Label-free cell differentiation

The blood count is a compilation of data on the quantity and the shape of cells. From this, the physician can draw conclusions concerning a patient's state of health. The corresponding measurements also include flow cytometric procedures in which optical or impedance counting devices are used. In both cases, the red blood cells are first destroyed by hemolysis to facilitate the measurement of the concentration of white blood cells which, in healthy patients, are less abundant than red blood cells by a factor of approx. 1000. In the case of certain diseases such as leukemia, the white blood cells, however, may either be modified or destroyed by hemolysis procedures. In other blood samples, e.g. from newborns or from anemic patients, hemolysis-resistant erythrocytes may be observed which impede the correct differentiation and concentration measurement of leukocytes. To ensure reliable cell differentiation, such samples require demanding microscopic investigations or staining of the DNA or of the cell membrane.

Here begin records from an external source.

PR #723, opened 2019-12-09
Test for removing package when other version is locked

m-blaha:
https://bugzilla.redhat.com/show_bug.cgi?id=1780370

### DIFF
--- a/dnf-behave-tests/features/plugins-core/versionlock-lock.feature
+++ b/dnf-behave-tests/features/plugins-core/versionlock-lock.feature
@@ -96,6 +96,20 @@ Scenario: I can remove the installed locked version of the package
         | remove        | wget-0:1.19.5-5.fc29.x86_64           |
 
 
+@bz1780370
+Scenario: I can remove installed package when other version is locked
+  Given I successfully execute dnf with args "install wget-1.19.5"
+    And I create file "/etc/dnf/plugins/versionlock.list" with
+    """
+    wget-0:2.0.0-1.fc29.*
+    """
+   When I execute dnf with args "remove wget"
+   Then the exit code is 0
+    And Transaction is following
+        | Action        | Package                               |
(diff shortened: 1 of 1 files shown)


dnf-behave-tests/features/plugins-core/versionlock-lock.feature
```diff
@@ -96,6 +96,20 @@ Scenario: I can remove the installed locked version of the package
         | remove        | wget-0:1.19.5-5.fc29.x86_64           |
 
 
+@bz1780370
```
lukash: Shouldn't you rather tag with the original bug instead of the new one? (and are you going to mark the new bug as a duplicate?)

dnf-behave-tests/features/plugins-core/versionlock-lock.feature
```diff
@@ -96,6 +96,20 @@ Scenario: I can remove the installed locked version of the package
...
+Scenario: I can remove installed package when other version is locked
+  Given I successfully execute dnf with args "install wget-1.19.5"
+    And I create file "/etc/dnf/plugins/versionlock.list" with
+    """
+    wget-0:1.19.6-5.fc29.*
```
lukash: How about making the version more visibly different? Squinting required to discern this one...

dnf-behave-tests/features/plugins-core/versionlock-lock.feature
m-blaha: The new bug is not strictly a duplicate - although they have the same root cause the bugs refer to different commands - downgrade / remove.

dnf-behave-tests/features/plugins-core/versionlock-lock.feature
m-blaha: Done.

PR #708, opened 2019-11-26
Update countme.feature for dropped whitelist

dmnks:
Requires: https://github.com/rpm-software-management/libdnf/pull/855

PR #725, opened 2019-12-10
Allow RHEL in User-Agent

lucab85:
Allow RHEL in User-Agent 

https://bugzilla.redhat.com/show_bug.cgi?id=1777255

### DIFF
--- a/dnf-behave-tests/features/countme.feature
+++ b/dnf-behave-tests/features/countme.feature
@@ -44,6 +44,42 @@ Feature: Better user counting
             | header     | value  |
             | User-Agent | libdnf |
 
+    @bz1676891
+    @destructive
+    @fixture.httpd
+    Scenario: User-Agent header is sent (RHEL)
+        Given I am running a system identified as the "Red Hat Enterprise Linux 8.2 generic"
+          And I use repository "dnf-ci-fedora" as http
+          And I start capturing outbound HTTP requests
+         When I execute dnf with args "makecache"
+         Then every HTTP GET request should match:
+            | header     | value                                                        |
+            | User-Agent | libdnf (Red Hat Enterprise Linux 8.2; generic; Linux.x86_64) |
+
+    @bz1676891
+    @destructive
+    @fixture.httpd
+    Scenario: User-Agent header is sent (RHEL)
+        Given I am running a system identified as the "Red Hat Enterprise Linux 8.2 (Ootpa)"
+          And I use repository "dnf-ci-fedora" as http
+          And I start capturing outbound HTTP requests
+         When I execute dnf with args "makecache"
+         Then every HTTP GET request should match:
+            | header     | value                                                        |
+            | User-Agent | libdnf (Red Hat Enterprise Linux 8.2; generic; Linux.x86_64) |
+
+    @bz1676891
+    @destructive
+    @fixture.httpd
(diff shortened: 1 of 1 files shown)


dmnks:
This is no longer needed (was fixed by https://github.com/rpm-software-management/ci-dnf-stack/pull/708 already).

dnf-behave-tests/features/countme.feature
```diff
@@ -44,6 +44,42 @@ Feature: Better user counting
             | header     | value  |
             | User-Agent | libdnf |
 
+    @bz1676891
+    @destructive
+    @fixture.httpd
+    Scenario: User-Agent header is sent (RHEL)
+        Given I am running a system identified as the "Red Hat Enterprise Linux 8.2 generic"
```
dmnks: Although this PR is already closed, let me just clarify:
"generic" is the default value of `VERSION_ID` in `/etc/os-release` on RHEL, so you wouldn't need to specify it here (but it wouldn't hurt of course).

dnf-behave-tests/features/countme.feature
```diff
@@ -44,6 +44,42 @@ Feature: Better user counting
...
+         When I execute dnf with args "makecache"
+         Then every HTTP GET request should match:
+            | header     | value                                                        |
+            | User-Agent | libdnf (Red Hat Enterprise Linux 8.2; generic; Linux.x86_64) |
+
+    @bz1676891
+    @destructive
+    @fixture.httpd
+    Scenario: User-Agent header is sent (RHEL)
+        Given I am running a system identified as the "Red Hat Enterprise Linux 8.2 (Ootpa)"
```
dmnks: The codename (`(Ootpa)`) is not part of the NAME field in `/etc/os-release`, so it shouldn't be included here either (libdnf wouldn't use it in the User-Agent).

dnf-behave-tests/features/countme.feature
```diff
@@ -44,6 +44,42 @@ Feature: Better user counting
...
+    @destructive
+    @fixture.httpd
+    Scenario: User-Agent header is sent (RHEL)
+        Given I am running a system identified as the "Red Hat Enterprise Linux"
+          And I use repository "dnf-ci-fedora" as http
+          And I start capturing outbound HTTP requests
+         When I execute dnf with args "makecache"
+         Then every HTTP GET request should match:
+            | header     | value  |
+            | User-Agent | libdnf |
```
dmnks: This is actually incorrect; libdnf no longer uses a whitelist so "Red Hat Enterprise Linux" would appear here (along with the version which would have to be specified in the step above for the test to work).

dnf-behave-tests/features/countme.feature
```diff
@@ -44,6 +44,42 @@ Feature: Better user counting
...
+         When I execute dnf with args "makecache"
+         Then every HTTP GET request should match:
+            | header     | value                                                        |
+            | User-Agent | libdnf (Red Hat Enterprise Linux 8.2; generic; Linux.x86_64) |
+
+    @bz1676891
+    @destructive
+    @fixture.httpd
+    Scenario: User-Agent header is sent (RHEL)
+        Given I am running a system identified as the "Red Hat Enterprise Linux"
```
dmnks: The step implementation actually expects a version in this string, so you would have to use "Red Hat Enterprise Linux 8.1" or similar.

The procedure developed at PTB allows blood samples, diluted to a suitable concentration, to be analyzed by means of flow cytometry, without modifying them by hemolysis or by using staining procedures. This method is based on measuring the change which occurs in the complex resistance (impedance) when a blood cell passes through the electrode configuration of a microfluidic assembly. In order to identify the cells unequivocally, two alternating voltages are applied with different frequencies and each of the complex AC impedance signals is measured, i.e. the effective resistance, the reactance and the absolute value of the impedance are determined. By choosing suitable frequencies and measurands, it is possible to differentiate in the micro flow cytometer between the cells attributed to the full blood count including the 3-part differential white blood count, i.e. the red blood cells, the platelets, the granulocytes, the monocytes and the lymphocytes.

With this new method, it is possible to facilitate the examination of blood samples from certain groups of patients and, at the same time, to prevent systematic measurement errors. This reduces the number of subsequent microscopic differentiations and/or of cell-specific staining. Moreover, the procedure, which is based on a microfluidic assembly, offers potential for developing a point of care device utilizing a flow cytometric sensor.